Certain historians qualify as giants in the field. Obviously you want giants in your department. How do you get them?
Well, if you’re a moneyed and prestigious department, you can go shopping for them. But even then (I am let to believe by people who would know) it is actually very difficult to buy giants. They’re settled and respected and probably own houses. Moving is a pain. If you go after them when they’re already big kahunae they may feel entitled to ask for a lot — too much — in exchange for making a move.
So ideally you spot talent in an earlier phase. I put it to you, sir, you cannot do this in someone really junior. You can try. You can probably sniff out a fraud in a junior hire. But you can’t sort the merely competent from the junior giant.
Let’s pick an example. I will immodestly nominate my graduate advisor, George Fredrickson, as a giant. Fredrickson’s first book, The Inner Civil War, is a terrific old-school intellectual history, published in 1965. If you wanted to hire someone really good in the mid to late 1960s, you might hire George. But you wouldn’t have any serious knowledge he’d become a giant. Maybe not until he was prepared to give a job talk based on the next book, Black Image in the White Mind, published in 1971.
Even then, though, I think you’d have merely an excellent historian, who applied the tools of intellectual history to the problem of race with great sophistication and grace, who wrote fluidly and intelligently about knotty issues. But what made him a giant, I think, was the further step in the direction of comparative history, which wasn’t really evident till White Supremacy, ten years later, in 1981. As it happens, it wasn’t till after that book that Stanford hired him. So Stanford picked a full-grown giant (see above under places with money and prestige).
The lesson of the Fredrickson case seems to be that what makes a giant is taking giant steps — letting your research interests pull you along into mastering a broad swathe of history. Could you have picked Fredrickson as a giant before he’d taken those giant steps?
I think you could — I think on the basis of the ground covered between Inner Civil War and Black Image, you could say, here’s someone who’s off to a smashing start and is clearly going a long way. We may not know yet what he will become in ten years, but we should take the risk.

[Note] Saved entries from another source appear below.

PR #121, opened 2022-10-21
pbsys/program_load: Add read/write access to user data.

laurensvalk:
This feature has been requested many times (e.g. [here](https://www.eurobricks.com/forum/index.php?/forums/topic/186132-pybricks-qa/), [here](https://github.com/orgs/pybricks/discussions/623), or [here](https://github.com/pybricks/support/issues/85)). Now that we have enabled storage to save programs, we might as well add some storage for user data.

Proposed API:

```python
# To write some data:
hub.system.storage(offset=5, write=b"Hello, world!")

# To read some data:
data = hub.system.storage(offset=12, read=6)
print(data) # This will print b"world!"
```
Appropriate errors are be raised so read/write access is always safe.

We could also add a `storage_view` later on for hubs that can support it, but this should cover the basics.

### DIFF
--- a/pybricks/common/pb_type_system.c
+++ b/pybricks/common/pb_type_system.c
@@ -8,12 +8,16 @@
 #include <string.h>
 
 #include <pbdrv/bluetooth.h>
+#include <pbsys/program_load.h>
 
 #include "py/obj.h"
+#include "py/objstr.h"
 #include "py/runtime.h"
 
 #include <pybricks/common.h>
 #include <pybricks/util_pb/pb_error.h>
+#include <pybricks/util_mp/pb_kwarg_helper.h>
+#include <pybricks/util_mp/pb_obj_helper.h>
 
 STATIC mp_obj_t pb_type_System_name(void) {
     const char *hub_name = pbdrv_bluetooth_get_hub_name();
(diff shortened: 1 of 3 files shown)


laurensvalk:
It would be great to have this part of the next beta so it will get some proper testing / feedback.

laurensvalk:
Demo time!

https://user-images.githubusercontent.com/12326241/197208154-02750e82-edf4-4a33-9670-0bfa36374123.mp4

laurensvalk:
We are expediting merging this so users will be able to try it out in the beta.

This API is still open for changes after the beta release; we won't lock it until the full V3.2 release.

pybricks/common/pb_type_system.c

But how easy is it to get departments to take those risks? Should it become easier?
1 comment
November 16, 2007 at 5:00 pm
kelmanari
I’ll go you one further: I wonder if the way we, as a profession, go about hiring people isn’t wildly screwy. We have no evidence to suggest that we have the ability to pick a winner, as you say, until candidates have produced several books. But yet tell ourselves that we’re able to make these decisions. Why? Ego? Probably. Really, though, there’s no reason to think that historians have the tools to pick out excellence from a pile of job applicants. Nobody has trained us in doing this. It’s a problem. That said, some places seem to make better decisions than other places. I don’t know what accounts for that. But it’s pretty obviously true.